Quote from Slim Harpo:
What kind of tech companies would benefit from company purchases to replace the kind of equipment you are referring to?
I just bought msft myself because of Windows 2003 adoption, but mostly because of the products they have coming out in 2006. X-Box 360 looks good. The biggie is business products. Over the last 5 years Microsoft has quietly invested a lot of money into business applications. They have already released several versions over the last few years, but 2006 looks like the start of another predatory cycle just like in 1995. The only difference is that Windows and Office aren't the weapons. It's MS SQL Server this time. You won't believe how much minor junk requires SQL. I think MS has a lot of good years ahead as it gets into various business applications from finance to IT management. If you look at their lifetime chart on Yahoo, you will see a flatline in the early 1990's and it shooting up starting in 1994. I think we will see a replay. Early 1990's MS spent a few years designing Windows 95 and Windows NT4 and it's still bringing in the cash from those investments.
For backup we are either going to buy a new robot from ADIC with a new version of Veritas Netbackup or invest $350,000 into software from Avamar which also involves the purchase of 10 servers and Redhat licenses. We will probably go with the former. Avamar is still private, but it's resold by IBM. It's a content addressed storage solution. Every weekend we do full backups and incrementals on weekdays. We have hundreds of gigabytes of files and documents that are backed up and use up tape. With Avamar there is an initial full backup and then an algorith only backs up the changes. And if you have double of the same file across servers it's smart enough to detect it and only backup one version.
For networking we got an Enterasys switch from a merger in 2002, but I own Cisco.
We also buy HP servers. Thinking about buying HPQ, but I think Dell has better management. I own a Dell laptop and like Dell's website a lot better than HP's.
I also own AMD. I've followed the company and lost money on them before, but the new CEO is doing some good things Jerry Sanders never did. More marketing and getting the name out for one. The lawsuit is timed perfectly too. Just as discovery gets underway next year they have a new Fab coming online in Dresden to produce their next generation designs. It think the lawsuit is just a scare tactic for them to win some design wins next year and don't really care who wins. I bought them at $14 based on what I read at Anandtech. They were releasing their new dual core CPU to servers first and not the desktop, much to the dismay of some people there. Better margins on servers. A lot of people at Anandtech are complaining these days that AMD CPU's are more expensive than they used to be. AMD actually raised prices in the last 6 months.
Also own AAPL. The move to Intel is good for Apple as it will help them increase margins and improve time to market. I've read some blogs and look for a video Ipod next year. Archos has been selling a player like this for a few years, but with the success of Itunes I think Apple can convince the content producers to open up movies and TV shows. And Apple sells a bunch of video editing apps. A video Ipod will let people take their home movies to grandma's house.
SYMC. Wall Street doesn't get it, but data integrity rules. In 2006 and 2007 look for AV, storage, back up and security products to be combined in the same package.

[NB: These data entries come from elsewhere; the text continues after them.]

PR #161, opened 2020-10-16
Change placeholder DST.

### LINKED ISSUE #143: Use a draft-specific placeholder DST string
If folks deploy experimental systems using VOPRF drafts, the fact that the DST uses "RFCXXXX" might break domain separation between drafts. HPKE used to use the same placeholder but switched to "HPKE-05", etc., with an RFC editor note:

> [[RFC editor: please change "HPKE-05" to "RFCXXXX", where XXXX is the final number, before publication.]]

See https://github.com/cfrg/draft-irtf-cfrg-hpke/pull/138.

Perhaps VOPRF should do something similar here.

chris-wood:
Closes #143.

cc @davidben

### DIFF
--- a/draft-irtf-cfrg-voprf.md
+++ b/draft-irtf-cfrg-voprf.md
@@ -293,7 +293,7 @@ groups, including elliptic curves.
 
 A pseudorandom function (PRF) F(k, x) is an efficiently computable
 function taking a private key k and a value x as input. This function is
-pseudorandom if the keyed function K(_) = F(K, _) is indistinguishable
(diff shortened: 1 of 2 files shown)


alxdavids (approved):
Looks good! Do we need something like this somewhere:

> 

    [[RFC editor: please change "HPKE-05" to "RFCXXXX", where XXXX is the final number, before publication.]]

as mentioned in #143?

chris-wood:
That's already in the change:

```
[[RFC editor: please change "VOPRF05" to "RFCXXXX", where XXXX is the final number, here and elsewhere before publication.]]
```

PR #166, opened 2020-10-19
Fix a seed used to derive all test vectors.

chris-wood:
cc @claucece


claucece:
Thank you! Looks great.

PR #172, opened 2020-10-28
Clean up ciphersuite section. Fix some references too.

chris-wood:
This does a couple things:

- Removes `Order()` -- it was never used.
- Unifies Serialization content. 
- Removes scalar multiplication instructions, as I think these are unnecessary.

It also fixes some references (uses updated versions and removes unused references).

cc @claucece


claucece:
LGTM. Thanks!

PR #173, opened 2020-10-28
replaces client by self in contextString

armfazh:


chris-wood (approved):
Good catch -- I didn't notice this.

I own a few other stocks just for diversification. Long term tech I'm looking at anything that deals with consumer electronics.
I've read about rumors of ATI being bought out and it sounds interesting. I doubt it will be AMD. Probably Intel or Broadcom. They make some HDTV products and I think that is the target. In the next few years look for Microsoft, Intel, Apple and other US companies to rule the consumer electronics market. The box may be made in the third world, but the guts are owned by US companies. PC's are over. Laptops are growing, but yesterday's news. The next frontier is the living room.